What to do: Count how many lines of the material contain the string "opened", then give that number and nothing more.

----

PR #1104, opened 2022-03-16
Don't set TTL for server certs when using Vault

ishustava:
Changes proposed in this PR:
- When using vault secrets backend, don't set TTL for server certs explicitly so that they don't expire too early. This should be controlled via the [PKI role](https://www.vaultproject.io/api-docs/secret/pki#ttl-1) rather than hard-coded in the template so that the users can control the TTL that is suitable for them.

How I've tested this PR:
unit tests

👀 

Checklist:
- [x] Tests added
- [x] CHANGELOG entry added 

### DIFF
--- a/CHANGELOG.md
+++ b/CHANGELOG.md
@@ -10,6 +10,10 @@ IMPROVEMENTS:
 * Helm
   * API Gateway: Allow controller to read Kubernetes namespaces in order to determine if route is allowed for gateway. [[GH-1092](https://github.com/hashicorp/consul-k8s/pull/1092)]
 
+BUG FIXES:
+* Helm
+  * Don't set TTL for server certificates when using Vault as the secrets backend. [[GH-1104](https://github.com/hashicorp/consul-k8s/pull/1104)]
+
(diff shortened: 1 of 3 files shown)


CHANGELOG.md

----

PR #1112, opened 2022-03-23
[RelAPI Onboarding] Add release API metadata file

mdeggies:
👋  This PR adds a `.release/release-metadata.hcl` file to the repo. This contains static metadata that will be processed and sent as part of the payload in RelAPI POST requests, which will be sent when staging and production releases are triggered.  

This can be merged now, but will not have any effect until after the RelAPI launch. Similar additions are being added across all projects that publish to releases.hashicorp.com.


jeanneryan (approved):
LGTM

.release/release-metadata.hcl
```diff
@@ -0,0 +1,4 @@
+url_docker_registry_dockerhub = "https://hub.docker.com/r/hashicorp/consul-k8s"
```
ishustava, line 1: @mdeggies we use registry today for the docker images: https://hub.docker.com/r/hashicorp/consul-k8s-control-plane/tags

----

Response area: 2